#### Task instructions
Which lines in the listing below contain the word "that"? Copy each one.

====================

PR #872, opened 2016-05-18
KT-11023 Inspection to highlight unnecessary java usage

ensirius:
#KT-11023 Fixed

### DIFF
--- a/idea/resources/inspectionDescriptions/UnnecessaryJavaUsage.html
+++ b/idea/resources/inspectionDescriptions/UnnecessaryJavaUsage.html
@@ -1,5 +1,5 @@
 <html>
 <body>
-Reports unnecessary java usage.
+Use of Java API that has a Kotlin equivalent.
 </body>
 </html>
--- a/idea/resources/inspectionDescriptions/UnnecessaryJavaUsage.html
+++ b/idea/resources/inspectionDescriptions/UnnecessaryJavaUsage.html
@@ -1,0 +1,5 @@
+<html>
+<body>
+Reports unnecessary java usage.
+</body>
+</html>
--- a/idea/src/META-INF/plugin.xml
+++ b/idea/src/META-INF/plugin.xml
@@ -1525,7 +1525,7 @@
                      groupName="Kotlin"
                      enabledByDefault="true"
                      cleanupTool="true"
-                     level="WEAK_WARNING"
+                     level="WEAK WARNING"
                      language="kotlin"
     />
 
--- a/idea/src/META-INF/plugin.xml
+++ b/idea/src/META-INF/plugin.xml
@@ -1521,7 +1521,7 @@
     />
 
     <localInspection implementationClass="org.jetbrains.kotlin.idea.inspections.UnnecessaryJavaUsageInspection"
-                     displayName="Unnecessary java usage"
+                     displayName="Use of Java API that has a Kotlin equivalent"
                      groupName="Kotlin"
                      enabledByDefault="true"
                      cleanupTool="true"
--- a/idea/src/META-INF/plugin.xml
+++ b/idea/src/META-INF/plugin.xml
@@ -1516,7 +1516,7 @@
                      groupName="Kotlin"
                      enabledByDefault="true"
                      cleanupTool="true"
-                     level="WARNING"
+                     level="WEAK_WARNING"
                      language="kotlin"
     />
 
--- a/idea/src/META-INF/plugin.xml
+++ b/idea/src/META-INF/plugin.xml
@@ -1520,6 +1520,15 @@
                      language="kotlin"
     />
 
+    <localInspection implementationClass="org.jetbrains.kotlin.idea.inspections.UnnecessaryJavaUsageInspection"
+                     displayName="Unnecessary java usage"
+                     groupName="Kotlin"
+                     enabledByDefault="true"
+                     cleanupTool="true"
+                     level="WARNING"
+                     language="kotlin"
+    />
+
     <referenceImporter implementation="org.jetbrains.kotlin.idea.quickfix.KotlinReferenceImporter"/>
 
     <fileType.fileViewProviderFactory filetype="KJSM" implementationClass="com.intellij.psi.ClassFileViewProviderFactory"/>
--- a/idea/src/META-INF/plugin.xml
+++ b/idea/src/META-INF/plugin.xml
@@ -1516,7 +1516,7 @@
                      groupName="Kotlin"
                      enabledByDefault="true"
                      cleanupTool="true"
-                     level="WEAK_WARNING"
+                     level="WARNING"
                      language="kotlin"
     />
 
@@ -1525,7 +1525,7 @@
                      groupName="Kotlin"
                      enabledByDefault="true"
                      cleanupTool="true"
-                     level="WARNING"
+                     level="WEAK_WARNING"
                      language="kotlin"
     />
 
--- a/idea/src/org/jetbrains/kotlin/idea/inspections/UnnecessaryJavaUsageInspection.kt
+++ b/idea/src/org/jetbrains/kotlin/idea/inspections/UnnecessaryJavaUsageInspection.kt
@@ -65,9 +65,9 @@ class UnnecessaryJavaUsageInspection : AbstractKotlinInspection(), CleanupLocalI
             val factory = KtPsiFactory(element)
 
             if(pattern.second) {
-                element.replace(factory.createExpressionByPattern(pattern.first, receiver.text, *arguments.toTypedArray()));
+                element.replace(factory.createExpressionByPattern(pattern.first, receiver.text, *arguments.toTypedArray()))
             } else {
-                element.replace(factory.createExpressionByPattern(pattern.first, *arguments.toTypedArray()));
+                element.replace(factory.createExpressionByPattern(pattern.first, *arguments.toTypedArray()))
             }
         }
     }
--- a/idea/src/org/jetbrains/kotlin/idea/inspections/UnnecessaryJavaUsageInspection.kt
+++ b/idea/src/org/jetbrains/kotlin/idea/inspections/UnnecessaryJavaUsageInspection.kt
@@ -43,7 +43,7 @@ class UnnecessaryJavaUsageInspection : AbstractKotlinInspection(), CleanupLocalI
 
                 holder.registerProblem(expression,
                                        "Unnecessary java usage",
-                                       ProblemHighlightType.LIKE_UNUSED_SYMBOL,
+                                       ProblemHighlightType.WEAK_WARNING,
                                        UnnecessaryJavaUsageFix(patterns[pattern]!!, value))
             }
         }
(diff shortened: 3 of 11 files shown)


idea/resources/inspectionDescriptions/UnnecessaryJavaUsage.html
```diff
@@ -0,0 +1,5 @@
+<html>
+<body>
+Reports unnecessary java usage.
```
yole: This is not clear. A better description would be "Use of Java API that has a Kotlin equivalent" or something like that.

idea/src/META-INF/plugin.xml
```diff
@@ -1520,6 +1520,15 @@
                      language="kotlin"
     />
 
+    <localInspection implementationClass="org.jetbrains.kotlin.idea.inspections.UnnecessaryJavaUsageInspection"
+                     displayName="Unnecessary java usage"
+                     groupName="Kotlin"
+                     enabledByDefault="true"
+                     cleanupTool="true"
+                     level="WARNING"
```
yole: This should be a WEAK_WARNING at most. There's nothing wrong with the original code - it's simply not as concise as it could be.

idea/src/org/jetbrains/kotlin/idea/inspections/UnnecessaryJavaUsageInspection.kt
```diff
@@ -0,0 +1,64 @@
...
+    override fun buildVisitor(holder: ProblemsHolder, isOnTheFly: Boolean, session: LocalInspectionToolSession): PsiElementVisitor {
+        return object : KtVisitorVoid() {
+            override fun visitQualifiedExpression(expression: KtQualifiedExpression) {
+                super.visitQualifiedExpression(expression)
+
+                val selectorExpression = expression.selectorExpression ?: return
+                if (selectorExpression !is KtCallExpression) return
+                if (selectorExpression.valueArguments.size != 1) return
+                val value = selectorExpression.valueArguments[0].text
+                val pattern = expression.text.replace(value, "$0")
```
yole: This is not good enough. You need to resolve the call to make sure that it points to the correct method, and not to a method of a different class that also happens to be called `Collections`.

idea/src/org/jetbrains/kotlin/idea/inspections/UnnecessaryJavaUsageInspection.kt
```diff
@@ -0,0 +1,64 @@
...
+                if (!patterns.containsKey(pattern)) return
+
+                holder.registerProblem(expression,
+                                       "Unnecessary java usage",
+                                       ProblemHighlightType.LIKE_UNUSED_SYMBOL,
```
yole: LIKE_UNUSED_SYMBOL highlighting is applied to code fragments that can be removed entirely. In this case, the quick fix is not removing the code, but is replacing it with different code.

idea/src/META-INF/plugin.xml
```diff
@@ -1520,6 +1520,15 @@
                      language="kotlin"
     />
 
+    <localInspection implementationClass="org.jetbrains.kotlin.idea.inspections.UnnecessaryJavaUsageInspection"
+                     displayName="Unnecessary java usage"
```
yole: This is no more clear than the same text in the inspection description, and also needs to be changed.

idea/src/org/jetbrains/kotlin/idea/inspections/UnnecessaryJavaUsageInspection.kt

====================

#### Task response
+Use of Java API that has a Kotlin equivalent.
+                     displayName="Use of Java API that has a Kotlin equivalent"
yole: This is not clear. A better description would be "Use of Java API that has a Kotlin equivalent" or something like that.
yole: This is not good enough. You need to resolve the call to make sure that it points to the correct method, and not to a method of a different class that also happens to be called `Collections`.
yole: LIKE_UNUSED_SYMBOL highlighting is applied to code fragments that can be removed entirely. In this case, the quick fix is not removing the code, but is replacing it with different code.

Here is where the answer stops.